Could you write out the opening lines of the data, word for word, stopping after the line that contains "- Will test"?

(DATA SECTION Opens)

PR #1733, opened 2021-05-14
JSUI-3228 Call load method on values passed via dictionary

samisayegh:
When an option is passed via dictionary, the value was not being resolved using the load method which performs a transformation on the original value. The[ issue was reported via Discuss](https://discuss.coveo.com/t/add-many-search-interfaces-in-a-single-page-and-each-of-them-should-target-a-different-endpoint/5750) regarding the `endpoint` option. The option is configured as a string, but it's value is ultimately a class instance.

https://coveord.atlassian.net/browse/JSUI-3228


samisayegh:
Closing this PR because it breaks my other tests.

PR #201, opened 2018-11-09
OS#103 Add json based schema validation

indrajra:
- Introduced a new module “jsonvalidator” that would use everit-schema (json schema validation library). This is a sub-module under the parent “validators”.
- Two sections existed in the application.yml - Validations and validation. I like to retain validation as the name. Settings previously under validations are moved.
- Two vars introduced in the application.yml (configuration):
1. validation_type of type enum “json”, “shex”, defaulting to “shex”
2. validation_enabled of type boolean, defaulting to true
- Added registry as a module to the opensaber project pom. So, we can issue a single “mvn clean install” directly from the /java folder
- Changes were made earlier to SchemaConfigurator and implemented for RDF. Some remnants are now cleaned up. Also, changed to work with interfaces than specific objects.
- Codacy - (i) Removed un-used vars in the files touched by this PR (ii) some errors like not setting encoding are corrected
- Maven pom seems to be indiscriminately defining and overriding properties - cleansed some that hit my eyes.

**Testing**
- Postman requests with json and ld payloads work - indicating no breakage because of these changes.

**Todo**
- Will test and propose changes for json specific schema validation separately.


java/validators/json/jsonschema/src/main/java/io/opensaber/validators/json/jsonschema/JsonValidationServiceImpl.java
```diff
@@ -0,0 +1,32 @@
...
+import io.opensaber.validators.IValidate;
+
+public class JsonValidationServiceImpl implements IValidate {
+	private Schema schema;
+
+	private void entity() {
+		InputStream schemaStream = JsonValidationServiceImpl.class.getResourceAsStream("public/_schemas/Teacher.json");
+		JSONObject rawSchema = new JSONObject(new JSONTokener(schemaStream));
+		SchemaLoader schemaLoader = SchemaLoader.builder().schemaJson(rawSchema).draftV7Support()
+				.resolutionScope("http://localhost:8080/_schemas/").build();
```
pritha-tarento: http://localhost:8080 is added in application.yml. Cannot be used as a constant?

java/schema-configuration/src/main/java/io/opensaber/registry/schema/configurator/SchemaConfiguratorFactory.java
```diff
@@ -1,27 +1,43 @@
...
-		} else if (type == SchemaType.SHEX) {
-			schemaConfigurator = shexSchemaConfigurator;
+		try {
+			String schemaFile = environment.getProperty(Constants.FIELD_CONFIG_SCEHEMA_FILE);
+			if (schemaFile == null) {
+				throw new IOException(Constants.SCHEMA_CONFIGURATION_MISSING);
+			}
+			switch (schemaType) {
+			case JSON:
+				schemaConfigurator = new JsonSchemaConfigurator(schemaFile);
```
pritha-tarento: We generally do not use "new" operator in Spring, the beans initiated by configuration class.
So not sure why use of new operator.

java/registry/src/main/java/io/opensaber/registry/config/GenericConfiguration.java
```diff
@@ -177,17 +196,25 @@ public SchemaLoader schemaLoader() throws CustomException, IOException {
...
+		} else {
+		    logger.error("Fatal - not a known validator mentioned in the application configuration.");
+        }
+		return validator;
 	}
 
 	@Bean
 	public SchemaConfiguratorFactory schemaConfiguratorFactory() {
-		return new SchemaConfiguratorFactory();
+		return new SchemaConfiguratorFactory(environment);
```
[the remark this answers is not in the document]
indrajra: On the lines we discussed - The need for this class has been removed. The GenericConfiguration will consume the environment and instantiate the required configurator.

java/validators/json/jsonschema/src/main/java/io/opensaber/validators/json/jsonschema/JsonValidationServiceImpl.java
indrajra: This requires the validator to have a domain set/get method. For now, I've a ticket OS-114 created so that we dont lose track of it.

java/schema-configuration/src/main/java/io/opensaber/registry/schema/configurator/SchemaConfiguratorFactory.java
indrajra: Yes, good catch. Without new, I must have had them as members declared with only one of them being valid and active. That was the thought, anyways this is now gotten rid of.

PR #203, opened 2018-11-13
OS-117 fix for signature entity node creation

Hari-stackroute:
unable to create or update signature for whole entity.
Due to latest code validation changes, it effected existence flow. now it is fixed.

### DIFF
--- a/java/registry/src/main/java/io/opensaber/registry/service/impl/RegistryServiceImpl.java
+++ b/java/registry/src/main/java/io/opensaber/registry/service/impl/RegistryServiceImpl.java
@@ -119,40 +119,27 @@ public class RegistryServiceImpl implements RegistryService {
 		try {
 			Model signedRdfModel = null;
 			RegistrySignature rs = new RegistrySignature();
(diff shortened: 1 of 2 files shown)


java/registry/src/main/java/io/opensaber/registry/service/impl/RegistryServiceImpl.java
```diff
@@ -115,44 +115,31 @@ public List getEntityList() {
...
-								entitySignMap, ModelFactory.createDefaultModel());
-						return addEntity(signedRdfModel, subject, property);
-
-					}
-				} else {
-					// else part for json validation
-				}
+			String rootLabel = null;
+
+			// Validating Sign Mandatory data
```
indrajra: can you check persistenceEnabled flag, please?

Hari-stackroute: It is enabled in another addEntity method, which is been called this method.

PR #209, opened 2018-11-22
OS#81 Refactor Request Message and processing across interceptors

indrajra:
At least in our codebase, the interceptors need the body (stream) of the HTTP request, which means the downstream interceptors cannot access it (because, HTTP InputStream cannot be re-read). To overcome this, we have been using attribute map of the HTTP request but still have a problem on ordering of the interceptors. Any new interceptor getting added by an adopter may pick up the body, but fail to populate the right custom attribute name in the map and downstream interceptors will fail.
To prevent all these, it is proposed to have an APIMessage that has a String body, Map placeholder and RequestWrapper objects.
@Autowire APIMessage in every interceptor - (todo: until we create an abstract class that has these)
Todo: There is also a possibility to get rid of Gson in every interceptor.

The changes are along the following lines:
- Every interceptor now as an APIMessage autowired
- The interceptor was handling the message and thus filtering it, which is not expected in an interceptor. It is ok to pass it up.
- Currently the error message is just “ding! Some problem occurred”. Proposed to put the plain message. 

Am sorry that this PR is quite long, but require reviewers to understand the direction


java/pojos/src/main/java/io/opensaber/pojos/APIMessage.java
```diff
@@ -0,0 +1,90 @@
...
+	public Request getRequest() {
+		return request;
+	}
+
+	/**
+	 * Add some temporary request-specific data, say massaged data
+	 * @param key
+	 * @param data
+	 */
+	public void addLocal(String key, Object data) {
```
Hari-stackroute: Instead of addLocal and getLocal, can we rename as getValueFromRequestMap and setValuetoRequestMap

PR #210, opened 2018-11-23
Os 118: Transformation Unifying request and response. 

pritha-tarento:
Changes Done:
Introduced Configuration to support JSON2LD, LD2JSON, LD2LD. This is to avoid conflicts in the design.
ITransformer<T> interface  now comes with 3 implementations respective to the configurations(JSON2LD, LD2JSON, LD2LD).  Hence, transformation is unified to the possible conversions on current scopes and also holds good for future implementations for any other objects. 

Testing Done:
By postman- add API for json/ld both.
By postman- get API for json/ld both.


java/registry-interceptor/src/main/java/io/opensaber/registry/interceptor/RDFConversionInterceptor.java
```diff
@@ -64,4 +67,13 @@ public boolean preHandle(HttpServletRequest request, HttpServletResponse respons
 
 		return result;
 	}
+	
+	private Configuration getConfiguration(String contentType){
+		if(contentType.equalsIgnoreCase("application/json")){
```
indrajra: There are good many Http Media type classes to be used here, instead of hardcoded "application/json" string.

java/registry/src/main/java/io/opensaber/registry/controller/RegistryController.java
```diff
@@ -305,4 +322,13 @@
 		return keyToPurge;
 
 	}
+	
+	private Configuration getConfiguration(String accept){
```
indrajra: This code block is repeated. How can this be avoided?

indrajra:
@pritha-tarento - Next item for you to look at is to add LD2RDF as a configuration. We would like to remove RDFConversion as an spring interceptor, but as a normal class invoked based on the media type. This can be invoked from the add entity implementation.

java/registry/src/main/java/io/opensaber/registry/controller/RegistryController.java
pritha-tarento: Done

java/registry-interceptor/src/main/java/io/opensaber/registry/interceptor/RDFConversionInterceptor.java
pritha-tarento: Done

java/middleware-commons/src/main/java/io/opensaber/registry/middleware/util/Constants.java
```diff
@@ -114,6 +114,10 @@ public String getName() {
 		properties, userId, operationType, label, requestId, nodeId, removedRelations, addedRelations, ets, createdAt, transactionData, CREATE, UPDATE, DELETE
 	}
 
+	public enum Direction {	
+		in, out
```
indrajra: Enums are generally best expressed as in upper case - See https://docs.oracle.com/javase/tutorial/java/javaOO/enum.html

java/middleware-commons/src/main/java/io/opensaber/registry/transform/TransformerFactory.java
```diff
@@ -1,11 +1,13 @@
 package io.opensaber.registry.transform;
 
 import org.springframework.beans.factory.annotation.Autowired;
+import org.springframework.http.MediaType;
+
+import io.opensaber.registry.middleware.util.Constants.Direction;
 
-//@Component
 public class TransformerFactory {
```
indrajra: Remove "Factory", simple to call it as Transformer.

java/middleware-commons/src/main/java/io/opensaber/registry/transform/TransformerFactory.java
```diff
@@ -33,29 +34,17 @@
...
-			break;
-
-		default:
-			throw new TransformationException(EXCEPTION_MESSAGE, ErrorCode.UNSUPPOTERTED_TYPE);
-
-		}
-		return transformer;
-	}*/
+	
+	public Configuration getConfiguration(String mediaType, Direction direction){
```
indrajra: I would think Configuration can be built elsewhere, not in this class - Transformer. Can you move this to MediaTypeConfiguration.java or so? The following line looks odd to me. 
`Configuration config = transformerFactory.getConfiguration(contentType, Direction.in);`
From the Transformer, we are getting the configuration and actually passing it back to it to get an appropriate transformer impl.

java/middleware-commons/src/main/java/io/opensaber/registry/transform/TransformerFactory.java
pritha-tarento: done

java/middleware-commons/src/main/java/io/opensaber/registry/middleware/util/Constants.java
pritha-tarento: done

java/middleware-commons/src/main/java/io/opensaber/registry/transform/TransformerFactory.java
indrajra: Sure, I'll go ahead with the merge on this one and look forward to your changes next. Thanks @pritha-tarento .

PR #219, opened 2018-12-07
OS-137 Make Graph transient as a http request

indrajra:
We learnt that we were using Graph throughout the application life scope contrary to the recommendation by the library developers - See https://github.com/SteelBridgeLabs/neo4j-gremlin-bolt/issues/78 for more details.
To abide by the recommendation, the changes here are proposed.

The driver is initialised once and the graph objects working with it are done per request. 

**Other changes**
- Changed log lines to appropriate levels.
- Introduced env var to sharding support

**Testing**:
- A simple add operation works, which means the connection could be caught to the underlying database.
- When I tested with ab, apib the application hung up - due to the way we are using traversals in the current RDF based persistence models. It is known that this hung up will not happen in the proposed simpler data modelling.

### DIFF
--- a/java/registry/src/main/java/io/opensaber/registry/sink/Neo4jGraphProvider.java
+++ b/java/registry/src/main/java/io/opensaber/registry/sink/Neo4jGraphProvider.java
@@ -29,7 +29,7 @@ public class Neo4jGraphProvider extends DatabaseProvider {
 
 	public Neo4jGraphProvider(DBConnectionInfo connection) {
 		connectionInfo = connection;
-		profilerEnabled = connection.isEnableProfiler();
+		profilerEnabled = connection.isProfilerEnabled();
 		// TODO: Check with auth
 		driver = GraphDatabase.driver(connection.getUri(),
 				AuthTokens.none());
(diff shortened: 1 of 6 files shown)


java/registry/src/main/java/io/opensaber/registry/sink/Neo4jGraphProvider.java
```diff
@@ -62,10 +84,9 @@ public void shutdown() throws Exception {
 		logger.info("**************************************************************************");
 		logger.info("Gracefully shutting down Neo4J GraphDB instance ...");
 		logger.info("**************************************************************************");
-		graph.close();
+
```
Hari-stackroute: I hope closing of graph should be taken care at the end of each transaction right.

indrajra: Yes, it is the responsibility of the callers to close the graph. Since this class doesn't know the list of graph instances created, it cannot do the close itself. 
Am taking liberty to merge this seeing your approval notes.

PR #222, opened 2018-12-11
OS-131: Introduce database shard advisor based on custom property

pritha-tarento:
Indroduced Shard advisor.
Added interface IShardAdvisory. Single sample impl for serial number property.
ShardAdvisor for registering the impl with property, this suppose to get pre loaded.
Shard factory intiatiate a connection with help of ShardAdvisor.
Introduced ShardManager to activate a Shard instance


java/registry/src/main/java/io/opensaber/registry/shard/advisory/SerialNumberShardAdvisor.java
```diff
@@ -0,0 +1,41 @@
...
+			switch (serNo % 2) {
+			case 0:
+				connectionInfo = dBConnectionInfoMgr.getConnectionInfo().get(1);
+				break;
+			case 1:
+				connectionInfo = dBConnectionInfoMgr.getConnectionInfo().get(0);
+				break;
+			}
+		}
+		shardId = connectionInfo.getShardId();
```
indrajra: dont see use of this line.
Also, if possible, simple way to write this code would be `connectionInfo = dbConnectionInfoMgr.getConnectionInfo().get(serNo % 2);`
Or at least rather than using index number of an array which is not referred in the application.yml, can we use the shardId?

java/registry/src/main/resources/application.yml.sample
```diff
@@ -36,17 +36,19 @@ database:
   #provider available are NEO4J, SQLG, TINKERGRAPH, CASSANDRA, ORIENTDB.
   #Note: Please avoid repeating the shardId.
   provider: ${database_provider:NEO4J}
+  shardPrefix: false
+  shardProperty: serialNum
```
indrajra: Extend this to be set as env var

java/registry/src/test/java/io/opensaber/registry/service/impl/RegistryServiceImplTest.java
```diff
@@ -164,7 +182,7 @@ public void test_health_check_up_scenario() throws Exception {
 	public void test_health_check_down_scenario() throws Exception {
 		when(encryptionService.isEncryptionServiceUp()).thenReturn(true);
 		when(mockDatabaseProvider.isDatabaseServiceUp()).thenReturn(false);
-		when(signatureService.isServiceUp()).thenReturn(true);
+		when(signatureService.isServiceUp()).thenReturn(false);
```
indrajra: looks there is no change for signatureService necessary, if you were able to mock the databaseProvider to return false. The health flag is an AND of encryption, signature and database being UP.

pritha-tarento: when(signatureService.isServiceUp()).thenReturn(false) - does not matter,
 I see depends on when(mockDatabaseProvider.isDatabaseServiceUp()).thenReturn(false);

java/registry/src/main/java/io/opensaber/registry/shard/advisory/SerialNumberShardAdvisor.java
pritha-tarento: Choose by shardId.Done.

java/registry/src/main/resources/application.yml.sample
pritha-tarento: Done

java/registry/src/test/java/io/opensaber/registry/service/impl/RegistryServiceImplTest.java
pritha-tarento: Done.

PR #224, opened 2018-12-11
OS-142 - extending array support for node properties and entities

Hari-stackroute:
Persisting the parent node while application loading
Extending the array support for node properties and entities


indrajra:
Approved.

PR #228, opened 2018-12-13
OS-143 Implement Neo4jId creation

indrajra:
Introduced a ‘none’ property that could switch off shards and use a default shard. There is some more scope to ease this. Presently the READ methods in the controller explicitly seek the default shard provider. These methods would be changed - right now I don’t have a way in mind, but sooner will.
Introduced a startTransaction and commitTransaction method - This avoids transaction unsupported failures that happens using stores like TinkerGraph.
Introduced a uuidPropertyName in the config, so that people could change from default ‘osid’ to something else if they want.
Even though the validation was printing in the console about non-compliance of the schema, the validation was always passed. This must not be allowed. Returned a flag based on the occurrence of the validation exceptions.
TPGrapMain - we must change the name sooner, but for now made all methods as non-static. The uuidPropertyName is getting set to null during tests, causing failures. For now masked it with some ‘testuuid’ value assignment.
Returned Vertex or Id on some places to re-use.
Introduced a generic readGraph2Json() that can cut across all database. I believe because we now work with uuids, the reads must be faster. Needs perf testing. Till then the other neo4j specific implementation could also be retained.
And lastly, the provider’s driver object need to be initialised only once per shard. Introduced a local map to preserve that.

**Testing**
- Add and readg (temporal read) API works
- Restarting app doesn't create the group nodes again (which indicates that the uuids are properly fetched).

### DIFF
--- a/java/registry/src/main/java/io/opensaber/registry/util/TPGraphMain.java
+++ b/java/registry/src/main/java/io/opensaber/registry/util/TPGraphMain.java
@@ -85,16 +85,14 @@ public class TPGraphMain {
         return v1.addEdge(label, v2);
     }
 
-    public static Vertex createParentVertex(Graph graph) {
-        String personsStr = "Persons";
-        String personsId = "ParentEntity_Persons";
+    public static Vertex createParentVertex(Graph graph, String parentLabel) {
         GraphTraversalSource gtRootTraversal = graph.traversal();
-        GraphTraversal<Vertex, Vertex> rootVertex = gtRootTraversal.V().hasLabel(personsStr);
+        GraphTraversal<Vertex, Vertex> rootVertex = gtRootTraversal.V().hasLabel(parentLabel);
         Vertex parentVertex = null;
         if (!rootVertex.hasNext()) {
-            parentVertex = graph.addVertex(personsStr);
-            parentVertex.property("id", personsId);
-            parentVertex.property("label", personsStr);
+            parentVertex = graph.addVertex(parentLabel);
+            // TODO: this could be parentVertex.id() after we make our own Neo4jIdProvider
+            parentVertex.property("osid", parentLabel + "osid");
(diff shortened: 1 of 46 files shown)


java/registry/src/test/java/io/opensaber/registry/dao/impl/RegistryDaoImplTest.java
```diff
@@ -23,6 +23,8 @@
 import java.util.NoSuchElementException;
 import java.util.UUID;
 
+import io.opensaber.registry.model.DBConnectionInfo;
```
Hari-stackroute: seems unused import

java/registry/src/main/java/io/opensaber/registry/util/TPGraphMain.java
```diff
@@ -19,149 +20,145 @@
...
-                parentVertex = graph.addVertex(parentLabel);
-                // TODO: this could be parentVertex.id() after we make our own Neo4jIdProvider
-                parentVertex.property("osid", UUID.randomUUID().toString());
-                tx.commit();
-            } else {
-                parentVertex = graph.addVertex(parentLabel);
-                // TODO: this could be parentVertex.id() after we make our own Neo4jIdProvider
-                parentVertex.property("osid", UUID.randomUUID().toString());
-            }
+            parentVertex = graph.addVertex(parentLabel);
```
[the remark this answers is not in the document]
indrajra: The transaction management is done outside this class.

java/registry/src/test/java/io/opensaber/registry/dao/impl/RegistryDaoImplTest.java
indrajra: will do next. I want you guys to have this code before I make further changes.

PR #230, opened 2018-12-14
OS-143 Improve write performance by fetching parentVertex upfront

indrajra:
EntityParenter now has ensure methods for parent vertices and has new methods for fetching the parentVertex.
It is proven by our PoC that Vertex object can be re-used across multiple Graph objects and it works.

(DATA SECTION Closes)

__PROBLEM SOLUTION__:
PR #1733, opened 2021-05-14
JSUI-3228 Call load method on values passed via dictionary

samisayegh:
When an option is passed via dictionary, the value was not being resolved using the load method which performs a transformation on the original value. The[ issue was reported via Discuss](https://discuss.coveo.com/t/add-many-search-interfaces-in-a-single-page-and-each-of-them-should-target-a-different-endpoint/5750) regarding the `endpoint` option. The option is configured as a string, but it's value is ultimately a class instance.

https://coveord.atlassian.net/browse/JSUI-3228


samisayegh:
Closing this PR because it breaks my other tests.

PR #201, opened 2018-11-09
OS#103 Add json based schema validation

indrajra:
- Introduced a new module “jsonvalidator” that would use everit-schema (json schema validation library). This is a sub-module under the parent “validators”.
- Two sections existed in the application.yml - Validations and validation. I like to retain validation as the name. Settings previously under validations are moved.
- Two vars introduced in the application.yml (configuration):
1. validation_type of type enum “json”, “shex”, defaulting to “shex”
2. validation_enabled of type boolean, defaulting to true
- Added registry as a module to the opensaber project pom. So, we can issue a single “mvn clean install” directly from the /java folder
- Changes were made earlier to SchemaConfigurator and implemented for RDF. Some remnants are now cleaned up. Also, changed to work with interfaces than specific objects.
- Codacy - (i) Removed un-used vars in the files touched by this PR (ii) some errors like not setting encoding are corrected
- Maven pom seems to be indiscriminately defining and overriding properties - cleansed some that hit my eyes.

**Testing**
- Postman requests with json and ld payloads work - indicating no breakage because of these changes.

**Todo**
- Will test and propose changes for json specific schema validation separately.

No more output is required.